I have had zero issues with the seat angle myself, zero weight on my hands. Now if I went with their size recommendation then probably would have an issue. That is why ETT is more important to me then Reach. I have done up to 5 hours on the Nimble and is actually the only bike I have had in years that does not make my hands, back or neck sore during a ride. I like the higher BB, short chain stays, but wish I could run bigger tires then a 2.5 in the rear. Next frame will be a RSD Middlechild to give it a go. Honzo BB too low for me I had a Ragley Big Wig Race last year, was a great bike but BB was also low and I ran a 165mm crank and still had some rock strikes. The Nimble and the VerHauen I can run 170mm cranks and not had any pedal strike issues.


----------



## StayVigilant35 (8 mo ago)

what type of info are you looking for? I don’t plan to do a ton of speedy downhill or fast trails riding. As my riding evolves I’ll probably get a FS, but for now I’d like to focus on a quality HT. Roots, , downed trees across the trail, rocks and some small drops are all I’ll really be targeting. Don’t get me wrong, there obviously will be ups and downs and I’m not the type to wear out my brakes, but it will not be my primary focus or the focus of the riders I’m going out with to be going super fast. I’m 6’ about 250lb. A 1x12 would be nice. Mid travel front fork.


----------



## Canssago (9 mo ago)

TheWitness34 said:


> what type of info are you looking for? I don’t plan to do a ton of speedy downhill or fast trails riding. As my riding evolves I’ll probably get a FS, but for now I’d like to focus on a quality HT. Roots, , downed trees across the trail, rocks and some small drops are all I’ll really be targeting. Don’t get me wrong, there obviously will be ups and downs and I’m not the type to wear out my brakes, but it will not be my primary focus or the focus of the riders I’m going out with to be going super fast. I’m 6’ about 250lb. A 1x12 would be nice. Mid travel front fork.

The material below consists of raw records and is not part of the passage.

PR #2464, opened 2026-08-22
feat(ses): support +label subaddressing on mailbox simulator addresses

okinaka:
## Summary

The SES mailbox simulator lets senders add a `+label` to distinguish test messages, so
`bounce+order-123@simulator.amazonses.com` triggers a bounce just like the bare
`bounce@simulator.amazonses.com`. Floci previously matched the simulator addresses by exact
(trimmed, case-insensitive) equality, so any labelled address was treated as a normal recipient and
emitted only the `Send` event.

`SimulatorAddresses` now strips a `+label` suffix from the local part before comparing the type
case-insensitively. Only `+` separates the label (a hyphen does not — `bounce-label@...` is not a
simulator address), the domain is left untouched, and a `+label` on a non-simulator domain does not
match. This affects `success`, `bounce`, `complaint`, and `suppressionlist`.

## Type of change

- [ ] Bug fix (`fix:`)
- [x] New feature (`feat:`)
- [ ] Docs / chore

## AWS Compatibility

Verified against the real AWS SES mailbox simulator (SES v2 `SendEmail`, us-east-1): labelled
addresses (`bounce+mylabel`, `success+order-123`, empty label `bounce+`, upper-case type
`Bounce+Label`, dotted label `bounce+a.b.c`) are all accepted, matching the documented `+`
subaddressing. The `+`-before-label type rule follows the AWS mailbox-simulator documentation. Unit
tests cover the label, edge, and non-matching cases; the SES send/event integration tests pass
unchanged.

## Checklist

### DIFF
--- a/docs/services/ses.md
+++ b/docs/services/ses.md
@@ -271,6 +271,8 @@ Floci recognises the AWS [mailbox simulator addresses](https://docs.aws.amazon.c
 | `complaint@simulator.amazonses.com` | `Complaint` |
 | `suppressionlist@simulator.amazonses.com` | `Reject` |
 
+A `+label` subaddress is supported on any of these, so `bounce+order-123@simulator.amazonses.com` triggers a `Bounce` just like the bare address — the label lets senders distinguish test messages. Only `+` separates the label; `bounce-label@...` is not a simulator address.
+
 A successful send without a simulator-address recipient emits only the `Send` event.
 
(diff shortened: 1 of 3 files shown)


pgermosen (approved):
Verified the core claim against AWS's own SES mailbox simulator docs, not just the PR's testing notes: "The mailbox simulator supports labeling... you can send an email to bounce+label1@simulator.amazonses.com and bounce+label2@simulator.amazonses.com..." — matches exactly.

Traced `canonicalize` through all the edge cases the tests cover (empty label, uppercase type, dotted label, hyphen non-separator, non-simulator domain, multiple `+` signs, no-`@` input, null) — correct in each case, first `+` is the separator, domain untouched.

Reverted `canonicalize` to a no-op trim → `recognisesLabelledAddresses` failed with `expected: <true> but was: <false>`. Restored, green. Confirmed the fix reaches the real send path via `SesService.java`'s event-emission logic, not just the isolated unit test. Full `ses` suite passes clean on the branch and on a fresh merge against current `main`. `make docs-check` clean.

Good to merge.

PR #2465, opened 2026-08-22
feat(docs): guard the service matrix against undocumented services

### LINKED ISSUE #2454: Service matrix in docs/services/index.md is not checked against the catalog — four services have no row
## Problem

`docs/services/index.md` is the service matrix users browse to find out what Floci emulates, but nothing
enforces that a service registered in `ResolvedServiceCatalog` has a row there. Services can — and do —
ship without ever appearing.

Comparing the 85 `descriptor(...)` registrations in
`src/main/java/io/github/hectorvent/floci/core/common/ResolvedServiceCatalog.java` against the matrix,
these have no row:

| service | catalog key | notes |
|---|---|---|
| MWAA | `mwaa` | has `docs/services/mwaa.md` and a `mkdocs.yml` nav entry |
| SWF | `swf` | |
| Cloud Control API | `cloudcontrol` | |
| EMR Serverless | `emr-serverless` | added in #2403; `EMR` has a row, EMR Serverless doesn't |

Bedrock AgentCore was a fifth until #2436, which is what prompted this — it shipped in #2316 on 15 Aug
and stayed undiscoverable for five days.

Most of the other apparent gaps in that comparison are false positives: AWS signing names such as
`monitoring`, `events`, `servicediscovery`, `elasticloadbalancing` and `cognito-idp` map to rows that
already exist under their product names.

## Why it keeps happening

`make docs-check` already guards the generated **Supported Actions** tables, and CONTRIBUTING.md
describes the sentinel that fires when a new handler is *"neither registered in `tools/docs/services.yaml`
nor listed under `deferred_handlers`"*. But that sentinel only covers switch-mode handlers, and it says
nothing about the matrix in `docs/services/index.md`. A REST-controller service can therefore be
registered, enabled, routable and completely absent from the docs with every check green.

## Suggested fix

Extend the docs tooling with a check that fails when a catalog descriptor has no corresponding row in
`docs/services/index.md`, with an explicit opt-out list for the signing-name aliases above. The catalog
is already parsed by nothing today, but the `descriptor("key", …)` calls are regular enough to read with
the same approach `tools/docs/regen_action_docs.py` uses for handler sources.

That turns "did you remember to document it?" from a review question into a CI one, which is the same
move the action tables already made.

## Context

Found while reviewing #2436, which documents AgentCore. Deliberately kept out of that PR — the four
services above are unrelated to it and each needs its own row content.

omatheusmesmo:
## Summary

`docs/services/index.md` is the service matrix users browse to find out what Floci emulates, but nothing enforced that a service registered in `ResolvedServiceCatalog` had a row there. Four services shipped without one: MWAA, SWF, Cloud Control API, and EMR Serverless (EMR Serverless was also missing from the `mkdocs.yml` nav).

This PR:

- Adds the four missing rows to the matrix, and a new `docs/services/cloudcontrol.md` page (the service had no doc page at all).
- Adds `tools/docs/check_service_matrix.py`, a CI check (wired into `make docs-check`) that compares every `descriptor(...)` registration in `ResolvedServiceCatalog.java` against the matrix, resolving each one via an exact filename match, an alias in `tools/docs/service_matrix.yaml` (for keys whose AWS signing name differs from their doc filename), or a time-boxed `deferred` entry. Deferred entries require a `by:` expiry date so the exemption can't turn into a silent, permanent bypass (which is how Bedrock AgentCore shipped undocumented for five days before #2436).

Closes #2454

## Type of change

- [ ] Bug fix (`fix:`)
- [x] New feature (`feat:`)
- [x] Docs / chore

## AWS Compatibility

N/A: docs and CI tooling only, no runtime or wire-protocol change.

## Checklist

- [x] No Java source changed; `./mvnw test` is unaffected by this PR
- [x] `make docs-test` and `make docs-check` pass locally (31 tests, both gates green)

### DIFF
--- a/Makefile
+++ b/Makefile
@@ -2,6 +2,9 @@
 #
 # Action-table docs: docs/services/*.md "Supported Actions" tables are generated
 # from handler source. See tools/docs/.
+#
+# Service-matrix docs: docs/services/index.md's Service Matrix table is checked
+# against ResolvedServiceCatalog.java so a registered service can't ship undocumented.
 
 PYTHON ?= python3
 
@@ -10,7 +13,7 @@ PYTHON ?= python3
 docs-sync: ## Regenerate the action tables in docs/services from handler source (in place)
 	$(PYTHON) tools/docs/regen_action_docs.py
 
-docs-check: ## CI gate: regenerate and fail if anything is stale or a handler is unregistered
+docs-check: ## CI gate: regenerate and fail if anything is stale, unregistered, or undocumented
 	@$(PYTHON) tools/docs/regen_action_docs.py --strict || { \
 		echo ""; \
 		echo "error: action-table regeneration reported problems (see warnings above)."; \
@@ -22,6 +25,11 @@ docs-check: ## CI gate: regenerate and fail if anything is stale or a handler is
 		echo "       Run 'make docs-sync' and commit the result."; \
 		exit 1; \
 	}
+	@$(PYTHON) tools/docs/check_service_matrix.py --strict || { \
+		echo ""; \
+		echo "error: a registered service has no row in docs/services/index.md (see warnings above)."; \
+		exit 1; \
+	}
 
-docs-test: ## Run the action-table tooling tests
+docs-test: ## Run the docs tooling's unit tests
 	$(PYTHON) -m pytest tools/docs -q
--- a/README.md
+++ b/README.md
@@ -178,7 +178,7 @@ LocalStack's community edition [sunset in March 2026](https://blog.localstack.cl
 | CodeBuild | Real Docker execution | No |
 | Native binary | ~40 MB | No |
 
-**73 AWS services. Broad coverage. Free forever.**
+**76 AWS services. Broad coverage. Free forever.**
 
 ## Architecture Overview
 
--- a/README.md
+++ b/README.md
@@ -178,7 +178,7 @@ LocalStack's community edition [sunset in March 2026](https://blog.localstack.cl
 | CodeBuild | Real Docker execution | No |
 | Native binary | ~40 MB | No |
 
-**72 AWS services. Broad coverage. Free forever.**
+**76 AWS services. Broad coverage. Free forever.**
 
 ## Architecture Overview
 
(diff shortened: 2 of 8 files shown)


pgermosen:
This is in good shape substantively — both prior findings check out fixed:

- SWF's operation count is now `39`, and I confirmed that independently against `swf.md`'s own prose ("All 39 modeled operations are implemented"), not just the matrix row.
- The literal-only-extraction gap is closed by the call-site-count safeguard in `check_service_matrix.py`. I reverted it locally and confirmed `test_count_descriptor_calls_catches_a_non_literal_key` fails without it (`1 == 2`), then restored and confirmed all 14 unit tests pass again.

I also verified the two other new rows against their own doc pages rather than trusting the matrix: Cloud Control API's 5 operations and EMR Serverless's 7 endpoints both match exactly. `make docs-check` and `make docs-test` are clean (34 tests), no CODEOWNERS paths touched.

**This needs a rebase before it can merge, though.** `git merge --no-commit --no-ff origin/main` produces real conflicts in `README.md` and `docs/services/index.md` — #2496 merged earlier today and already added its own MWAA row plus bumped the count to 73 on `main`. This branch predates that and independently adds a (differently-worded) MWAA row targeting 76.

Could you rebase onto current `main`, drop the now-redundant MWAA row/count-bump from this branch (main already has it), and keep the SWF + Cloud Control API + EMR Serverless additions? The target total of 76 stays correct either way — 73 already on `main` + 3 new here = 76. Happy to re-review once that's done.

omatheusmesmo:
@pgermosen Rebased onto current `main` and dropped the duplicate MWAA row/count-bump (already on `main` via #2496), keeping SWF, Cloud Control API, and EMR Serverless. `make docs-check` and `make docs-test` (34 tests) are clean. Ready for another look.

pgermosen (approved):
Verified the rebase independently rather than taking the claim on trust: MWAA is fully removed from this branch (no references anywhere in the diff), the count is correctly 76 (73 already on `main` via #2496 + SWF/Cloud Control API/EMR Serverless = 3 new here), and the merge against current `main` is clean. Both previously-verified fixes (SWF's `39` count, the call-site-count safeguard in `check_service_matrix.py`) are untouched by the rebase and still intact.

`make docs-check` and `make docs-test` (34 tests) both clean. All CI green.

Good to merge.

I am 6'1" and have the XL Nimble, If I were you I would go with an XL as well, they run small or should I say short because of the steep seat angle. If you go with a L you will run into the weight on the hands because the stack is low compared to the seat height. IDK how actual real tall riders ride these new geo'd bikes.


----------



## vikb (Sep 7, 2008)

Canssago said:


> I am 6'1" and have the XL Nimble, If I were you I would go with an XL as well, they run small or should I say short because of the steep seat angle. If you go with a L you will run into the weight on the hands because the stack is low compared to the seat height. IDK how actual real tall riders ride these new geo'd bikes.












Although I am not a fan of low Stack bikes it is at least one of the geo issues that is easily solved with a high rise bar. There are some nice options in the 50-80mm rise range. Add in a few steerer tube spacers and you can really get your bars up pretty high.


----------



## 834905 (Mar 8, 2018)

This one is hard for me… I’ve owned a Nimble 9 and a Middlechild, and while they seem like a similar bike on paper they don’t feel like it at all when you actually ride them. I absolutely loved my Nimble 9, and while I had a short honeymoon period with the MC I ultimately really couldn’t click with it at all. It just felt… goofy.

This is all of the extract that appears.